One Facebook post sarcastically greeted news that India’s population had overtaken China’s by thanking Muslims “for producing 5-10 children” each.
Another post on Twitter said that the Hindu faith would soon disappear from India, while a supposed Muslim majority would replace the country’s constitution with “Islamic law.”
Conspiracy theories that allege a Muslim plot to secure the faith’s numerical supremacy in India have been a staple of Hindu nationalist ideologues for years. Similar theories of immigrants and minorities “replacing” majority populations have also been embraced by the far-right in other countries.
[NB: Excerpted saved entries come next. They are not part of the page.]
PR #506, opened 2016-12-17
Separate heartbeats into their own table

osheroff:
This is something I should have done from the beginning; representing heartbeats as an update to the `positions` table meant we couldn't start heartbeating until we had a binlog position.  This was a real hassle for tests, and ultimately made the code much much less clean.

@zendesk/rules

### DIFF
--- a/src/main/java/com/zendesk/maxwell/replication/AbstractReplicator.java
+++ b/src/main/java/com/zendesk/maxwell/replication/AbstractReplicator.java
@@ -41,9 +41,10 @@ public abstract class AbstractReplicator extends RunLoopProcess implements Repli
 	 * Possibly convert a RowMap object into a HeartbeatRowMap
 	 *
 	 * Process a rowmap that represents a write to `maxwell`.`heartbeats`.
-	 * If it's a write for a different client_id, we return just the RowMap,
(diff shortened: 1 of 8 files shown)


src/main/java/com/zendesk/maxwell/replication/AbstractReplicator.java
```diff
@@ -40,33 +40,33 @@ public AbstractReplicator(String clientID, AbstractBootstrapper bootstrapper, Po
...
-			Long thisHeartbeat = (Long) heartbeat_at;
-			if ( !thisHeartbeat.equals(lastHeartbeatRead) ) {
-				LOGGER.debug("prcessing heartbeat: " + thisHeartbeat + " @" + row.getPosition());
-				this.lastHeartbeatRead = thisHeartbeat;
-
-				return HeartbeatRowMap.valueOf(row.getDatabase(), row.getPosition(), thisHeartbeat);
-			}
-		}
-		return row;
+		this.lastHeartbeatRead = (Long) row.getData("heartbeat");
```
dadah89: no need for the `!thisHeartbeat.equals(lastHeartbeatRead)` anymore?

PR #509, opened 2016-12-21
Add HTTP POST Producer

namabile:
This PR adds the ability to send Maxwell binlog events via HTTP POST requests to an arbitrary endpoint. Users can optionally sign the request with an HMAC secret for authentication and validation.

### DIFF
--- a/src/main/java/com/zendesk/maxwell/MaxwellConfig.java
+++ b/src/main/java/com/zendesk/maxwell/MaxwellConfig.java
@@ -86,7 +86,7 @@ public class MaxwellConfig extends AbstractConfig {
 
 		parser.accepts( "__separator_3" );
 
-		parser.accepts( "producer", "producer type: stdout|file|kafka" ).withRequiredArg();
+		parser.accepts( "producer", "producer type: stdout|file|kafka|httpPost" ).withRequiredArg();
 		parser.accepts( "output_file", "output file for 'file' producer" ).withRequiredArg();
 		parser.accepts( "kafka.bootstrap.servers", "at least one kafka server, formatted as HOST:PORT[,HOST:PORT]" ).withRequiredArg();
 		parser.accepts( "kafka_partition_by", "database|table|primary_key|column, kafka producer assigns partition by hashing the specified parameter").withRequiredArg();
--- a/src/main/java/com/zendesk/maxwell/MaxwellConfig.java
+++ b/src/main/java/com/zendesk/maxwell/MaxwellConfig.java
@@ -41,6 +41,8 @@ public class MaxwellConfig extends AbstractConfig {
 	public MaxwellOutputConfig outputConfig;
 	public String log_level;
 
+    public String httpPostEndPoint;
+
 	public String clientID;
 	public Long replicaServerID;
 
@@ -86,7 +88,7 @@ public class MaxwellConfig extends AbstractConfig {
 
 		parser.accepts( "__separator_3" );
 
-		parser.accepts( "producer", "producer type: stdout|file|kafka|httpPost" ).withRequiredArg();
+		parser.accepts( "producer", "producer type: stdout|file|kafka|httppost" ).withRequiredArg();
 		parser.accepts( "output_file", "output file for 'file' producer" ).withRequiredArg();
 		parser.accepts( "kafka.bootstrap.servers", "at least one kafka server, formatted as HOST:PORT[,HOST:PORT]" ).withRequiredArg();
 		parser.accepts( "kafka_partition_by", "database|table|primary_key|column, kafka producer assigns partition by hashing the specified parameter").withRequiredArg();
@@ -100,6 +102,7 @@ public class MaxwellConfig extends AbstractConfig {
 
 		parser.accepts( "__separator_4" );
 
+		parser.accepts( "httppost_endpoint", "provide an endpoint to send data to using the httppost producer" ).withOptionalArg();
 		parser.accepts( "output_binlog_position", "produced records include binlog position; [true|false]. default: false" ).withOptionalArg();
 		parser.accepts( "output_commit_info", "produced records include commit and xid; [true|false]. default: true" ).withOptionalArg();
 		parser.accepts( "output_nulls", "produced records include fields with NULL values [true|false]. default: true" ).withOptionalArg();
@@ -261,6 +264,8 @@ public class MaxwellConfig extends AbstractConfig {
 
 		this.outputFile         = fetchOption("output_file", options, properties, null);
 
+        this.httpPostEndPoint   = fetchOption("httppost_endpoint", options, properties, null);
+
 		this.includeDatabases   = fetchOption("include_dbs", options, properties, null);
 		this.excludeDatabases   = fetchOption("exclude_dbs", options, properties, null);
 		this.includeTables      = fetchOption("include_tables", options, properties, null);
@@ -349,7 +354,10 @@ public class MaxwellConfig extends AbstractConfig {
 		} else if ( this.producerType.equals("file")
 				&& this.outputFile == null) {
 			usageForOptions("please specify --output_file=FILE to use the file producer", "--producer", "--output_file");
-		}
+		} else if ( this.producerType.equals("httppost")
+                && this.httpPostEndPoint == null)
+			usageForOptions("please specify --httppost_endpoint=URI to use the httppost producer", "--producer", "--httppost_endpoint");
+
 
 		if ( !this.bootstrapperType.equals("async")
 				&& !this.bootstrapperType.equals("sync")
--- a/src/main/java/com/zendesk/maxwell/MaxwellConfig.java
+++ b/src/main/java/com/zendesk/maxwell/MaxwellConfig.java
@@ -42,6 +42,7 @@ public class MaxwellConfig extends AbstractConfig {
 	public String log_level;
 
     public String httpPostEndPoint;
+	public String httpPostHmacSecret;
 
 	public String clientID;
 	public Long replicaServerID;
@@ -102,7 +103,8 @@ public class MaxwellConfig extends AbstractConfig {
 
 		parser.accepts( "__separator_4" );
 
-		parser.accepts( "httppost_endpoint", "provide an endpoint to send data to using the httppost producer" ).withOptionalArg();
+		parser.accepts( "httppost_endpoint", "provide an endpoint to send data to using the httppost producer" ).withRequiredArg();
+		parser.accepts( "httppost_hmacsecret", "secret key for calculating HMAC digest for httppost producer" ).withRequiredArg();
 		parser.accepts( "output_binlog_position", "produced records include binlog position; [true|false]. default: false" ).withOptionalArg();
 		parser.accepts( "output_commit_info", "produced records include commit and xid; [true|false]. default: true" ).withOptionalArg();
 		parser.accepts( "output_nulls", "produced records include fields with NULL values [true|false]. default: true" ).withOptionalArg();
@@ -265,6 +267,7 @@ public class MaxwellConfig extends AbstractConfig {
 		this.outputFile         = fetchOption("output_file", options, properties, null);
 
         this.httpPostEndPoint   = fetchOption("httppost_endpoint", options, properties, null);
+		this.httpPostHmacSecret = fetchOption("httppost_hmacsecret", options, properties, null);
 
 		this.includeDatabases   = fetchOption("include_dbs", options, properties, null);
 		this.excludeDatabases   = fetchOption("exclude_dbs", options, properties, null);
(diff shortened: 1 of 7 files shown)


osheroff:
cool, thanks for the PR!  The whitespace needs cleaning up, that's a first step.  Maxwell uses exclusively tabs for indentation.

src/main/java/com/zendesk/maxwell/producer/HttpPostProducer.java
```diff
@@ -0,0 +1,115 @@
...
+        this.httpPostHmacSecret = httpPostHmacSecret;
+	}
+
+	@Override
+	public void push(RowMap r) throws Exception {
+
+        Set<String> eventTypeWhiteList = new HashSet<String>(Arrays.asList("insert", "update", "delete"));
+
+        String rowType = r.getRowType();
+        if ( eventTypeWhiteList.contains(rowType) ) {
```
osheroff: this seems odd; what event types are you avoiding here?  #505 will add `RowMap#shouldOutput(outputConfig)`, which might get you what you want.

src/main/java/com/zendesk/maxwell/producer/HttpPostProducer.java
```diff
@@ -0,0 +1,115 @@
...
+import java.util.Arrays;
+import java.util.HashSet;
+import java.util.Set;
+
+import java.io.IOException;
+
+public class HttpPostProducer extends AbstractProducer {
+    static final String HTTP_HMAC_HEADER = "x-signature";
+    static final String HTTP_CONENT_TYPE_HEADER = "application/json";
+    static final String HMAC_ALG = "HmacSHA1";
```
osheroff: the hmac code seems awfully specific to your use case.  Is there any way to make it somehow generic?  i poked briefly around the web to see if anyone had done a signed-request standard, but not how I could see.

schmohlio: how about following spec [here](https://tools.ietf.org/html/draft-cavage-http-signatures-05) and providing HMAC via authorization, e.g., `Authorization: Signature keyId="hmac-key-1",algorithm="hmac-sha1",signature="Base64(HMAC-SHA1(signing string))"`. note optional headers are excluded for body signature verification mode. Also, what if we had `HmacAuthHttpPostProducer` as an example of an `AbstractHttpPostProducer` where users can implement their own headers, etc.

src/main/java/com/zendesk/maxwell/producer/HttpPostProducer.java
schmohlio: we can remove this.

src/main/java/com/zendesk/maxwell/producer/HttpPostProducer.java
osheroff: sure, at least there's a reference implementation (https://github.com/joyent/node-http-signature/blob/master/http_signing.md).  Would you mind contributing whatever signature verification code you end up writing too?  Since all of this is a bit non-standard it's best to have some example code. 

If you want to do it as an abstract class that's fine.  It's on my list somewhere to release maxwell as a .jar so that this kind of functionality can be added as user-supplied producers.

osheroff:
i think favor composition over inheritance here.  Ie there should one producer, ie an `http` producer that has configuration options that enable/disable HMAC, enable/disable exponential backoff, etc.  Otherwise you get to a place where you can't use both hmac+exponential backoff -- and I assume you want both?

schmohlio:
thanks for feedback @osheroff. Hmac inherits the backoff producer, and the thinking here was maybe that inheritance would be easier in the long run with jar refactoring. Nevertheless, I can refactor to a single composition per your suggestion.

Also,

osheroff:
thanks; to my mind inheritance makes a little less sense just due to the fact that people may want a mix and match of various different features.  a simple pure-http class with a couple of supporting classes (backoff, signing, etc) should be cleaner as far as enabling/disabling features.

schmohlio:
@osheroff Updated the PR with composition based on best practices of the Google HTTP client. Includes support for exponential backoff, basic auth, and hmac auth. 

It seems the travis build is broken with the following:
```
javac: invalid flag: target/classes
Usage: javac <options> <source files>
use -help for a list of possible options
make: *** [target/.java] Error 2
```

src/main/java/com/zendesk/maxwell/producer/StdoutProducer.java
```diff
@@ -12,8 +12,11 @@ public StdoutProducer(MaxwellContext context) {
 	public void push(RowMap r) throws Exception {
 		String output = r.toJSON(outputConfig);
 
-		if ( output != null )
-			System.out.println(output);
+		if ( output != null ) {
+            String result = String.format("Table %s, database %s, event type is %s", r.getTable(), r.getDatabase(), r.getRowType());
+			System.out.println(result);
```
osheroff: cruft, plz remove.

src/main/java/com/zendesk/maxwell/MaxwellConfig.java
```diff
@@ -116,6 +126,10 @@ protected OptionParser buildOptionParser() {
 
 		parser.accepts( "__separator_4" );
 
+		parser.accepts( "httppost_endpoint", "provide an endpoint to send data to using the httppost producer" ).withRequiredArg();
+		parser.accepts( "httppost_interceptor", "optional values include 'hmac', 'basicauth'" ).withRequiredArg();
+		parser.accepts( "httppost_authkey", "secret alias (keyId) for calculating HMAC digest or Username for Basic Auth for httppost producer" ).withRequiredArg();
+		parser.accepts( "httppost_authsecret", "secret key for calculating HMAC digest or password for Basic Auth for httppost producer" ).withRequiredArg();
```
osheroff: rename these from `httppost_...` -> `http_...`

osheroff: A little odd that basic auth and HMAC signing share these options.  I think maybe just have 3 options:

- http_hmac_key
- http_hmac_secret
- http_basic_auth

where http_basic_auth is just "username:password"

src/main/java/com/zendesk/maxwell/MaxwellConfig.java
```diff
@@ -392,9 +411,18 @@ public void validate() {
 		} else if ( this.producerType.equals("file")
 				&& this.outputFile == null) {
 			usageForOptions("please specify --output_file=FILE to use the file producer", "--producer", "--output_file");
-		} else if ( this.producerType.equals("kinesis") && this.kinesisStream == null) {
+
+  	} else if ( this.producerType.equals("kinesis") && this.kinesisStream == null) {
```
osheroff: whitespace issues

src/main/java/com/zendesk/maxwell/MaxwellConfig.java
```diff
@@ -116,6 +126,10 @@ protected OptionParser buildOptionParser() {
 
 		parser.accepts( "__separator_4" );
 
+		parser.accepts( "httppost_endpoint", "provide an endpoint to send data to using the httppost producer" ).withRequiredArg();
+		parser.accepts( "httppost_interceptor", "optional values include 'hmac', 'basicauth'" ).withRequiredArg();
```
osheroff: just call this `http_authtype`, "interceptor" is weird and doesn't mean much

osheroff:
I'll have to look into the build failures.  my refusal to use maven directly is a constant thorn.  

We'll have to document well the hmac-stuff since it's kinda non-standard, thanks for writing up the example server.

I'll checkout the branch and put the code through some paces later on.

osheroff:
more deeply, I read up on https://en.wikipedia.org/wiki/Digest_access_authentication, and it's... well, it's different, seemingly, than what's implemented here.  as near as I can tell, the ideal behavior would be to simply supply maxwell with a username/password, and have it support the "Digest" authentication in the standard way laid out in the RFC:

1. Make a request, get a 401 back with the server-nonce.
2. sign the POST request with the user/password/nonce/etc, send it back
3. subsequent requests can re-use the server-nonce but issue a new client-nonce.

I guess the bigger question is: what's your authentication use-case like?

schmohlio:
Thanks @osheroff . Basically HMAC was the first method that came to mind for something that provides auth without transport level encryption (although not recommended), and also verifies the _integrity_ of the message (that it has not been altered). 

The `keyId` allows us to potentially keep track of multiple passwords for different applications and to make sure that a receiver of the "webhooks" doesn't accept an altered message, or an unintended message from an authenticated sender that accidentally deployed with the incorrect configuration. 

This article : https://www.wolfe.id.au/2012/10/20/what-is-hmac-authentication-and-why-is-it-useful/ provides some useful context.

It seems that a few other projects that provide "webhook" integrations for change data capture use a variant of HMAC: Shopify and segment.io "webhook" integrations, along with some AWS services.

schmohlio:
@osheroff Let me know what works best. I can switch to the digest access auth if you'd prefer. Or we can just use Basic auth for now.

osheroff:
I definitely can see the logic behind hmac-based stuff; I've implemented stuff that way too, just sort of loosely following what AWS does.

What's a real pity here is that Amazon is not much of a give-back type company and never submitted a spec for this kinda stuff, so we're all left in this "how do I do this in a standard way?" type thing. 

I guess I'd say that doing HMAC based signing is good, but it should be basically "do whatever amazon does," maybe with the header being configurable or something. 

I think it'd also be great to support rfc-standard DIGEST authentication; it doesn't provide any message integrity guarantees but it's sure as hell more secure than basic-auth.

osheroff:
this will fix your build failures, plz cherry-pick https://github.com/zendesk/maxwell/commit/52a1da4d48407a915dc10bdb399e138256c0a2b2

schmohlio:
Here's my suggestion to keep it simple:

We tell users to use HTTPS in production, since TLS guarantees _security_ and _integrity_. Even with DIGEST auth or HMAC over HTTP, the message payload is still exposed and subject to Man-in-middle attacks.

I propose we keep the `HttpPostProducerConfiguration` (which i will rename from `HttpPostProducerInitializer` which allows us to compose backoff strategies, header initialization, and message "interceptors". I will leave the Basic Auth as a an example of using this composition class. Basic Auth will be useful over HTTPS, especially for guarding against accidental deployments into the incorrect environment. 

This composition class will be useful if users want the jar and to use their library to compose their own configurations.

I will also incorporate your changes and use the cherry-pick. Thanks again for overseeing this, I think it will get a lot of usage!

src/main/java/com/zendesk/maxwell/MaxwellConfig.java
```diff
@@ -96,7 +100,8 @@ protected OptionParser buildOptionParser() {
 
 		parser.accepts( "__separator_3" );
 
-		parser.accepts( "producer", "producer type: stdout|file|kafka|kinesis" ).withRequiredArg();
+		parser.accepts( "producer", "producer type: stdout|file|kafka|kinesis|httpp" ).withRequiredArg();
```
osheroff: typo in 'htpp'

src/main/java/com/zendesk/maxwell/producer/HttpProducer.java
```diff
@@ -0,0 +1,80 @@
...
+    protected HttpRequest lastRequest() { return lastRequest; }
+
+    public String getDateString() {
+        return new SimpleDateFormat("EEE, dd MMM yyyy HH:mm:ss zzz", Locale.US).format(new Date());
+    }
+
+    public static String digestHeader(String algo, Charset charset, String payload) throws NoSuchAlgorithmException {
+        byte[] digest = MessageDigest.getInstance(algo).digest(payload.getBytes(charset));
+        return String.format("%s=%s", algo, new String(Base64.encodeBase64(digest), charset));
+    }
```
osheroff: cruft at this point, no?

src/main/java/com/zendesk/maxwell/producer/HttpProducer.java
```diff
@@ -0,0 +1,80 @@
...
+    @Override
+    public void push(RowMap r) throws Exception {
+        String payload = r.toJSON(outputConfig);
+        ByteArrayContent content = ByteArrayContent.fromString(Json.MEDIA_TYPE, payload);
+        HttpRequest request = requestFactory.buildPostRequest(requestUrl, content);
+
+        HttpHeaders headers = request.getHeaders();
+        headers.setContentLength(content.getLength());
+        headers.setDate(getDateString());
+        headers.set("digest", digestHeader(DEFAULT_DIGEST_ALGO, DEFAULT_CHARSET, payload));
```
osheroff: left over I think

src/main/java/com/zendesk/maxwell/producer/StdoutProducer.java
```diff
@@ -12,8 +12,7 @@ public StdoutProducer(MaxwellContext context) {
 	public void push(RowMap r) throws Exception {
 		String output = r.toJSON(outputConfig);
 
-		if ( output != null )
-			System.out.println(output);
+		System.out.println(output);
```
osheroff: the previous code was correct, I think

osheroff:
prepping for a release, I think this is pretty much ready after merge conflicts?

schmohlio:
yes, merge conflicts are new. will fix by tomorrow.

PR #511, opened 2016-12-21
Minor improvements to Maxwell#start() method

dmytrokoval:
By design, `Maxwell#start()` method is meant to throw any sort of exceptions that may occur up to the caller. Indeed, both `Maxwell#run()` and `Maxwell#main()` surround calls to the `start()` method with try-catch block where the actual logging takes place. With this in mind, I took the liberty of removing `catch (SQLException) {...}` clause (lines 145-148).

### DIFF
--- a/src/main/java/com/zendesk/maxwell/Maxwell.java
+++ b/src/main/java/com/zendesk/maxwell/Maxwell.java
@@ -130,6 +130,7 @@ public class Maxwell implements Runnable {
 	}
 
 	protected void onReplicatorStart() {}
+
 	private void start() throws Exception {
 		try ( Connection connection = this.context.getReplicationConnection();
 			  Connection rawConnection = this.context.getRawMaxwellConnection() ) {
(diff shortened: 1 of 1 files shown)


osheroff:
hi @dmytrokoval, thanks for the PR, but the catch block was there to suppress a strack trace when you get a SQL error, so that the simplest of errors (you misconfigured the permissions) could be easily read without scrolling the terminal.  Maybe move the catch block into `main`?

dmytrokoval:
I don't think that moving the `catch(SQLException e)` block into `main()` will solve the problem completely, as there are yet a few places within the `Maxwell#start()` method that throw `SQLException`. For instance, constructors of `MysqlSchemaStore` and `MaxwellReplicator` classes may throw `SQLException`. To me, it makes no difference what kind of Exception got propagated up to the `main()` method because, in this case, we have no other option but to log the exception and shutdown Maxwell. In addition to my initial commit, may I suggest something like:
```
    public static void main(String[] args) {
		try {
			MaxwellConfig config = new MaxwellConfig(args);
                        ...
			maxwell.start();
		} catch ( Exception e ) {
			LOGGER.error("maxwell encountered unexpected exception. Shutting down gracefully.", e);
			System.exit(1);
		}
    }
```
?

I replaced `e.printStackTrace()` with `LOGGER.error()` to make sure all LogEvents events get recorded by the configured appender.

What do you think @osheroff ?

timbertson:
This diff no longer applies, please rebase + reopen if you're still keen to merge this. FWIW the code has been moved to `main()`, so it won't suppress exceptions for anyone calling `start()` explicitly.

Issue #513, opened 2016-12-23
'Couldn't find table ha_health_check' when used with aliyun RDS


hanguanghong:
We are using maxwell 1.5.2 with aliyun RDS as mysql server. We got the error 'Couldn't find table ha_health_check'. I found a similar issue [https://github.com/zendesk/maxwell/issues/469](url) was fixed, but the fix did not cover my case.
`13:32:39,384 INFO  OpenReplicator - starting replication at mysql-bin.000007:251630
java.lang.RuntimeException: Couldn't find table ha_health_check
        at com.zendesk.maxwell.replication.TableCache.processEvent(TableCache.java:30)
        at com.zendesk.maxwell.replication.MaxwellReplicator.getTransactionRows(MaxwellReplicator.java:298)
        at com.zendesk.maxwell.replication.MaxwellReplicator.getRow(MaxwellReplicator.java:439)
        at com.zendesk.maxwell.replication.MaxwellReplicator.work(MaxwellReplicator.java:159)
        at com.zendesk.maxwell.util.RunLoopProcess.runLoop(RunLoopProcess.java:35)
        at com.zendesk.maxwell.Maxwell.start(Maxwell.java:167)
        at com.zendesk.maxwell.Maxwell.main(Maxwell.java:188)`
Thanks!

osheroff:
gotcha.  will look.

hanguanghong:
Thanks a lot for the fix!

osheroff:
fixed in 1.6.0

PR #516, opened 2016-12-24
move system-level table blacklist to MaxwellFilter, re-use

osheroff:
This lets us treat mysql.ha_health_check as blacklisted somewhere else.

Addresses #513 

@zendesk/rules


lileeyao:
lgtm 👍

Thanks for saving china e-commerce :)

PR #517, opened 2016-12-27
Binlog connector 3

osheroff:
I think this is the one.  chained pr.

@zendesk/rules


src/main/java/com/zendesk/maxwell/replication/BinlogConnectorReplicator.java
```diff
@@ -0,0 +1,313 @@
...
+
+			switch(event.getEvent().getHeader().getEventType()) {
+				case WRITE_ROWS:
+				case UPDATE_ROWS:
+				case DELETE_ROWS:
+				case EXT_WRITE_ROWS:
+				case EXT_UPDATE_ROWS:
+				case EXT_DELETE_ROWS:
+					Table table = tableCache.getTable(event.getTableID());
+					event.setLastHeartbeat(lastHeartbeatRead);
```
dadah89: I think I get this now, the old replicator would instantiate subclasses of `AbstractRowsEvent` with the `lastHeartbeatRead`, so when building RowMap's it was already present; but now the equivalent `BinlogConnectorEvent` deals with types (e.g. update) itself, so it needs lastHeartbeatRead set, so it can instantiate RowMap's.

src/main/java/com/zendesk/maxwell/replication/BinlogConnectorReplicator.java
```diff
@@ -0,0 +1,313 @@
...
+
+		this.binlogEventListener = new BinlogConnectorEventListener(client, queue);
+		this.client.setBlocking(!stopOnEOF);
+		this.client.registerEventListener(binlogEventListener);
+		this.client.setServerId(replicaServerID.intValue());
+		this.client.setBinlogFilename(start.getFile());
+		this.client.setBinlogPosition(start.getOffset());
+
+		/*
+		this.shouldHeartbeat = shouldHeartbeat;
```
osheroff: yeah.  they have the client ping the server instead of having the server ping (heartbeat) the client.  It's ok.

src/main/java/com/zendesk/maxwell/replication/BinlogConnectorReplicator.java
osheroff: you got it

At times the theories have been indulged by Prime Minister Narendra Modi’s Bharatiya Janata Party (BJP), which has come to dominate national politics partly through its muscular appeals to the country’s Hindu majority.
BJP lawmaker Rakesh Sinha introduced into parliament a population control bill in 2019 that proposed to limit all Indian households to two children, garnering the support of 125 other MPs.
The bill was withdrawn after critics accused Sinha of targeting Muslims when he gave a speech on the supposedly glaring disparity between Hindu and Muslim birthrates – an accusation he denied.
The UN’s April announcement that India is now home to more humans than any other country on the planet has reinvigorated these claims.
“Hindus will get married once, and have two children,” Ishwar Lal, a member of a Hindu-nationalist group affiliated with the BJP, said in a public speech after the announcement.
“Whereas Muslims get married four times and have so many children that they can have their own cricket teams.”
The same month, at a popular pilgrimage destination in the Himalayan foothills, a religious sermon exhorted a crowd of the Hindu faithful to wage their own demographic counter-offensive.
“From two children, Hindus have come down to producing one child,” priest Ravindra Puri told a crowd of hundreds at Haridwar. “This is causing an imbalance in the population.”
The solution to this imbalance, Puri said, was for the pious to have three children: “One to serve the nation, one to take care of the home and one to serve the religion by becoming a priest.”